**TASK STATEMENT**
Line filter on the word "prefer": copy each matching line from the entries.

**INFORMATION PROVIDED**
PR #467, opened 2024-07-17
feature: (alan) filter committee duties per slot validator duties

y0sher:
## Description 

`Committee` struct holds all the shares for the validators of that committee, though a `CommitteeRunner` only lives for a certain slot and thereby only needs shares of validators that have duty for that slot. 

### Changes

Filter the shares of `Committee` to create a subset that has only shares of validators that have duties for this slot.


ssv/committee.go
```diff
@@ -41,7 +41,14 @@ func (c *Committee) StartDuty(duty *types.CommitteeDuty) error {
 	if _, exists := c.Runners[duty.Slot]; exists {
 		return errors.New(fmt.Sprintf("CommitteeRunner for slot %d already exists", duty.Slot))
 	}
-	c.Runners[duty.Slot] = c.CreateRunnerFn(c.Share)
+	dutyShares := make(map[spec.ValidatorIndex]*types.Share)
+	for _, bduty := range duty.ValidatorDuties {
+		if _, exists := c.Share[bduty.ValidatorIndex]; !exists {
+			return fmt.Errorf("no share for validator %d", bduty.ValidatorIndex)
```
GalRogozinski, line 47: shouldn't this be `continue` simply?
are we sure we want to fail the run just because of one miss?

MatheusFranco99: Yes, from the spec perspective, I would also say `continue` is better. On the other hand, in ssv, it's strange that the operator doesn't the share for the duty since he requested the duty for this validator.

MatheusFranco99 (approved):
@y0sher Approving, but it seems to me that `continue` makes more sense (for the above issue)

ssv/committee.go
y0sher: I agree

y0sher:
> @y0sher Approving, but it seems to me that `continue` makes more sense (for the above issue)

please change as you wish and merge when you're ready.

MatheusFranco99:
@y0sher @GalRogozinski 
Doing the change and adding tests...

ssv/spectest/tests/committee/singleduty/shares_with_fraction_of_duty_validators.go
```diff
@@ -0,0 +1,121 @@
...
+	"github.com/ssvlabs/ssv-spec/qbft"
+	"github.com/ssvlabs/ssv-spec/ssv"
+	"github.com/ssvlabs/ssv-spec/ssv/spectest/tests"
+	"github.com/ssvlabs/ssv-spec/ssv/spectest/tests/committee"
+	"github.com/ssvlabs/ssv-spec/types"
+	"github.com/ssvlabs/ssv-spec/types/testingutils"
+)
+
+// SharesWithFractionOfDutyValidators performs a complete duty execution for a runner that only has a fraction of the shares for the duty's validators
+func SharesWithFractionOfDutyValidators() tests.SpecTest {
```
GalRogozinski, line 16: Rename to MissingSomeShares

ssv/spectest/tests/committee/singleduty/shares_with_fraction_of_duty_validators.go
```diff
@@ -0,0 +1,121 @@
...
+	committeeShareValidators := []int{1, 3, 5, 7, 9}
+	// KeySet and Share map for Committee
+	committeeShareKSMap := testingutils.KeySetMapForValidatorIndexList(committeeShareValidators)
+	committeeShareMap := testingutils.ShareMapFromKeySetMap(committeeShareKSMap)
+
+	// Duty's validator indexes
+	dutyValidators := []int{1, 2, 3, 4, 5, 6, 7, 8, 9, 10}
+
+	multiSpecTest := &committee.MultiCommitteeSpecTest{
+		Name: "shares with fraction of duty validators",
```
GalRogozinski, line 32:
```suggestion
		Name: "start committee duty with missing shares",
```

GalRogozinski (approved):

PR #468, opened 2024-07-22
fix: check att and sync duties exist before submitting

y0sher:
### Description

We have notice in the node attempts to send empty duties. calling `SubmitSyncCommitteeMessages` with empty data, resulting in an error.

### Fix 
Check that there is any duty before calling send.


MatheusFranco99 (approved):
LGTM

GalRogozinski (approved):

PR #470, opened 2024-07-30
Update go eth2 lib

GalRogozinski:
# Description

Update go-eth2-lib to v0.21.3


moshe-blox (approved):

go.mod
```diff
@@ -3,35 +3,36 @@ module github.com/bloxapp/ssv-spec
 go 1.19
 
 require (
-	github.com/attestantio/go-eth2-client v0.19.7 // if version is changed, types/generate.go needs adjustment
+	github.com/attestantio/go-eth2-client v0.21.3 // if version is changed, types/generate.go needs adjustment
```
moshe-blox, line 6: didn't we want to upgrade to v0.21.9? @olegshmuelov @GalRogozinski

olegshmuelov: yes we want!

GalRogozinski: I prefer to use the version we tested for no forks

moshe-blox: @GalRogozinski unfortunately we cant because the timeout bug was fixed in v0.21.5: https://github.com/attestantio/go-eth2-client/commit/84ddfd928b95ea5cbd7b2e4ac0a911cc1a04dfbc

Issue #437, opened 2024-06-30
We do slashing checks on sync committees


GalRogozinski:
As part of committee consensus we perform attestation slashing checks on combined attestation/sync-committee data.

Meaning that slashable attestation data will hinder sync committee duty.

Since slashable data is rare and this should optimistically be resolved on the next QBFT round, it isn't this bad.

_Originally posted by @GalRogozinski in https://github.com/ssvlabs/ssv-spec/pull/421#discussion_r1656562403_

GalRogozinski:
This needs to be discussed

GalRogozinski:
So we have a max of 512 sync committee participants. As the network grows this number will become more and more negligible.

So perhaps it makes sense to separate runners for attestations and sync committees so we have a clean protocol that won't run into rare issues.

On the other hand, we can have an optimization instead that all non-slashable duties will use the same consensus

GalRogozinski:
This is easily solvable
In spec we need to initialize valueCheckF with only the validators that do attestation duties

GalRogozinski:
Solved by #471

PR #471, opened 2024-08-04
Value check for beacon vote fix

GalRogozinski:
# Description

The beacon vote value check is now being constructed with clear parameters


ssv/value_check.go
```diff
@@ -11,6 +11,29 @@ import (
...
+// It filters out the slashable public keys from the shares and creates a value check function
+// that checks if the beacon vote is slashable by the filtered public keys
+// It also does sanity checks on the beacon vote data
+// It returns an error if shares assigned to the duty are missing
+func BeaconVoteValueCheckF(duty *types.CommitteeDuty, signer types.BeaconSigner, beaconNetwork types.BeaconNetwork,
+	availableShares map[phase0.ValidatorIndex]*types.Share) (qbft.ProposedValueCheckF, error) {
+	duties := duty.ValidatorDuties
+	slashablePublicKeys := []types.ShareValidatorPK{}
+	for _, duty := range duties {
+		if duty.Type == types.BNRoleAttester {
```
MatheusFranco99, line 24: This is just a little suggestion. For me, it feels easier to reason about it in the following way

```suggestion
	slashablePublicKeys := []types.ShareValidatorPK{}
	for _, duty := range duties {
		if duty.Type == types.BNRoleAttester {
```

ssv/value_check.go
```diff
@@ -11,6 +11,29 @@ import (
...
+			share, ok := availableShares[duty.ValidatorIndex]
+			if !ok {
+				return nil, errors.New("assigned validator duty doesn't have a validator share")
+			}
+			slashablePublicKeys = append(slashablePublicKeys, share.SharePubKey)
+		}
+	}
```
MatheusFranco99, line 31: For sync committee duties, should we also return an error if there's no share for the duty? (Here we do it just for the attestation duty)
Or we prefer leaving this for the partial signature phase?

ssv/value_check.go
GalRogozinski: 🧐 

excuse my silliness, I can't see a difference

GalRogozinski: how is duty outside the for loop?

ssv/value_check.go
GalRogozinski: The point of this logic here is just for slashing protection
it is less relevant for sync committee

ssv/value_check.go
MatheusFranco99: Ups! Sorry, I misread it.

MatheusFranco99 (approved):

GalRogozinski:
Closes #437

ssv/value_check.go
```diff
@@ -11,6 +11,29 @@ import (
...
+// BeaconVoteValueCheckF creates a value check function for a beacon vote
+// It filters out the slashable public keys from the shares and creates a value check function
+// that checks if the beacon vote is slashable by the filtered public keys
+// It also does sanity checks on the beacon vote data
+// It returns an error if shares assigned to the duty are missing
+func BeaconVoteValueCheckF(duty *types.CommitteeDuty, signer types.BeaconSigner, beaconNetwork types.BeaconNetwork,
+	availableShares map[phase0.ValidatorIndex]*types.Share) (qbft.ProposedValueCheckF, error) {
+	duties := duty.ValidatorDuties
+	slashablePublicKeys := []types.ShareValidatorPK{}
+	for _, duty := range duties {
```
y0sher, line 23: `duty` is already defined. shadowing it with another duty is confusing and error prone. Also `duties` is only used one time so no real reason to declare a var.

```suggestion
	slashablePublicKeys := []types.ShareValidatorPK{}
	for _, vduty := range duty.ValidatorDuties {
```

y0sher (changes requested):
I think this change complicates stuff, what was wrong with leaving the previous `BeaconVoteValueCheck` and requiring the caller to pass in only slashable validators? this simple check can be done outside, its encapsulating and hiding the fact that not all `ValidatorDuties` in `CommitteeDuty` are slashable. 

I also don't think the creation of ValueCheckF  should be aware of a specific duty like here, its a dramatic change comparing to how all other value checks work.

In implementation, we are already filtering the slashable validators before passing in to the value check today, IMO spec should do the same and do the filtering in `committee.go`:`StartDuty` function (which passes validators to the value check) instead of encapsulating it here.

GalRogozinski:
@y0sher 
I remember that you did this way in impl after consulting me due to the spec being unclear.
So this is my attempt to make the spec clearer. 

Currently you may notice that besides *testing* code, nothing calls the `ValueCheckF` creation logic. So I must have some way to convey on what we do the slashing checks. I can't simply do the filtering in `committee.go:StartDuty`. The best I was able to do is moving the core logic to `createBeaconValueCheckF`, while `BeaconValueCheckF` does the filtering logic before. Also for testing purposes it is best that `BeaconValueCheckF` will do all operations.

I think the biggest issue at the moment is that before the same `ValueCheckF` function from `qbft.Config` was used throughout all instances. Now we have to reconstruct the function with the `duty` parameter. But the `Controller` object assumes a `Config` that was only created once. So the spec is still misleading.

Do note it is not good to pass `duty` as a parameter to the `valueCheckF` along side data, because the consensus layer shouldn't be aware of Ethereum or SSV logic.

I wasn't sure how to solve this issue before. I have an idea now though... In `CommitteeRunner`, `GetValCheckF` can recreate the function each time. Then the new function can be injected to the Controller's `qbft.Config`. The only bad thing about this solution is that up until now `Config` never mutated after creation. So the SSV impl should take care of concurrency issues.

P.S.
A quick reminder: `duty` is required now in the ValCheck
1. For fetching the slot, since the `BeaconVote` object doesn't carry this data.
2. Fetching the proper slashable validator pubkeys.

Another reminder:
As long as the impl ultimately performs the same logic as spec, it is fine if the design is different.

y0sher:
if you don't want to do it in `committee.go:StartDuty` I think you should just create a separate function that can filter the validators from a `duty` struct and call it outside of valuecheck then passing it anyway. call it wherever you want. 

I think its best to separate the logic for valuecheck, it should only do value check and not filtering/other stuff. or at least make it visible and noticeable in the name of the function that it's not just value check.

GalRogozinski:
@y0sher 
It isn't that I don't want to... in the current design of spec it can't be there.
If I take the filtering out of the function constructor I need to rethink tests... will look into it but not sure it is worth it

**RESULT**
GalRogozinski: I prefer to use the version we tested for no forks
Or we prefer leaving this for the partial signature phase?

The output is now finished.